Hey there. Let me start off by saying that the Haghia Sophia, despite its history, is owned and run by the Turks, and it has been for over 500 years. It’s on Turkish soil, the Turkish government pays for its upkeep and operation, and as far as I’m concerned they have the right to do whatever the hell they want to do with it. Western Complaints about this always come with a tinge of Imperialism, and the idea that we get to decide what other people do on their own territory. That idea is something we should reject. All that said, though, Friday’s announcement that after talking about it for decades, the Turkish government will be turning Haghia Sophia back into a Mosque makes me kind of sad. It seems like failure on all sides.

Haghia Sophia was built almost 1500 years ago by Justinian, the most powerful of the Byzantine Emperors. It survived as a Church until Constantinople was conquered by the Ottomans in 1453. It then spent just under 500 years as a mosque. In 1934 Ataturk, the modernizing founder of Turkey turned it into a Museum. I lived in Turkey from 2011 to 2016 and Haghia Sophia is probably my favorite building in the world.

After a year or so of hosting tourists I refused to go to Topkapi palace or the Basilica cistern any longer. But I would go to Haghia Sophia no matter what. If I went too long without visitors I would just go myself. Something about the grand mix of the building, with the names of the rightly guided caliphs right next to those creepy old school greek mosaics of Angels just embodied history to me.

It’s not yet clear whether visitors have lost the ability to marvel at all these artworks. Everything depends on the implementation. Will the old mosaics be whitewashed over for another couple hundred years, or will they be temporarily shielded during Muslim religious services? It’s easy to imagine clever ways to get the building to serve spiritual and cultural purposes.
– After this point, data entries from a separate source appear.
PR #1569, opened 2026-02-08
[AI Bundle] Fix ResultNormalizer parse-time import causing fatal error

wachterjohannes:
| Q             | A
| ------------- | ---
| Bug fix?      | yes
| New feature?  | no
| Docs?         | no
| Issues        | N/A
| License       | MIT

## Summary

When the symfony/ai-cache-platform bridge package is not installed, the parse-time import of ResultNormalizer in services.php causes a fatal error before the container build phase can remove it.

This fix moves the service registration from parse-time configuration (services.php) to runtime conditional registration (AiBundle.php), using a string class name to avoid class loading at parse time.

The service is now only registered when ContainerBuilder::willBeAvailable() confirms the cache platform bridge is present, following the same pattern used for other optional bridge integrations.

### DIFF
--- a/src/ai-bundle/src/AiBundle.php
+++ b/src/ai-bundle/src/AiBundle.php
@@ -56,6 +56,7 @@ use Symfony\AI\Platform\Bridge\Anthropic\PlatformFactory as AnthropicPlatformFac
 use Symfony\AI\Platform\Bridge\Azure\OpenAi\PlatformFactory as AzureOpenAiPlatformFactory;
 use Symfony\AI\Platform\Bridge\Bedrock\PlatformFactory as BedrockFactory;
 use Symfony\AI\Platform\Bridge\Cache\CachePlatform;
+use Symfony\AI\Platform\Bridge\Cache\ResultNormalizer;
 use Symfony\AI\Platform\Bridge\Cartesia\PlatformFactory as CartesiaPlatformFactory;
 use Symfony\AI\Platform\Bridge\Cerebras\PlatformFactory as CerebrasPlatformFactory;
 use Symfony\AI\Platform\Bridge\Decart\PlatformFactory as DecartPlatformFactory;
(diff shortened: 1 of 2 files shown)


src/ai-bundle/src/AiBundle.php
```diff
@@ -541,8 +541,13 @@ private function processPlatformConfig(string $type, array $platform, ContainerB
 
             return;
         }
-        if (!ContainerBuilder::willBeAvailable('symfony/ai-cache-platform', CachePlatform::class, ['symfony/ai-bundle'])) {
-            $container->removeDefinition('ai.platform.cache.result_normalizer');
+
+        if (ContainerBuilder::willBeAvailable('symfony/ai-cache-platform', CachePlatform::class, ['symfony/ai-bundle'])) {
+            $container->register('ai.platform.cache.result_normalizer', 'Symfony\\AI\\Platform\\Bridge\\Cache\\ResultNormalizer')
```
OskarStark: Using ::class shouldn't be a problem here, as all other classes from other bridges are also not autoloaded using parse time, right?

wachterjohannes: @OskarStark absolutly right - have fixed it

wachterjohannes:
@OskarStark the failing testcase seems something different - in my opinion this PR is ready

OskarStark:
What do you mean? All checks passed 🤔

wachterjohannes:
> What do you mean? All checks passed 🤔

image

A check is failing 😂

OskarStark:
Oh, it's unrelated. Weird, it was green, or maybe caching issue

chr-hertel (approved):
somehow i feel like we patched that before 😂 🙈

chr-hertel:
Thank you @wachterjohannes.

But it’s undeniable that something will be lost by turning it into a religious building.

Ataturk’s choice to turn Haghia Sophia into a mosque was only the most visible sign of Turkey’s new orientation in the 1920s and 1930s. For most of a century, the country pursued a policy of openness to Europe and fervent modernization. There were many ups and some horrifying downs, but on balance it was a tremendously successful effort.

100 years ago Turkey managed to stave off an attempt to wipe out their country by tiny Greece, but it was a close run thing. Today Turkey regularly goes toe to toe with Russia, a former superpower. Population is not everything of course. But over the past century the Turks have also experienced extraordinary gains in literacy, the economy and a whole range of other metrics too. Ataturk’s policy of openness and modernization has been an incredible success.

Haghia Sophia’s reversion to a mosque is a sign that this policy may be ending. It’s common to blame Turkish president Erdogan for this break between Turkey and the West, but we are guilty too. Erdogan may have had ulterior motives, but he spent the first decade or so of his time in power diligently working to meet the requirements for accession to the European Union.

Turkey’s efforts to join the EU have been rejected for decades now. Turks have watched as country after country that didn’t even exist when Turkey first applied have been admitted to the Union. In 2011 Turkey volunteered to help the United States overthrow Assad in Syria. They were repaid by the US’s cozying up to a terrorist group dedicated to Turkey’s geographical dismemberment.

Haghia Sophia’s transition makes me sad. It is absolutely a sign of Turkey’s rupture with the West. But we abandoned Turkey, just as much as Turkey abandoned us.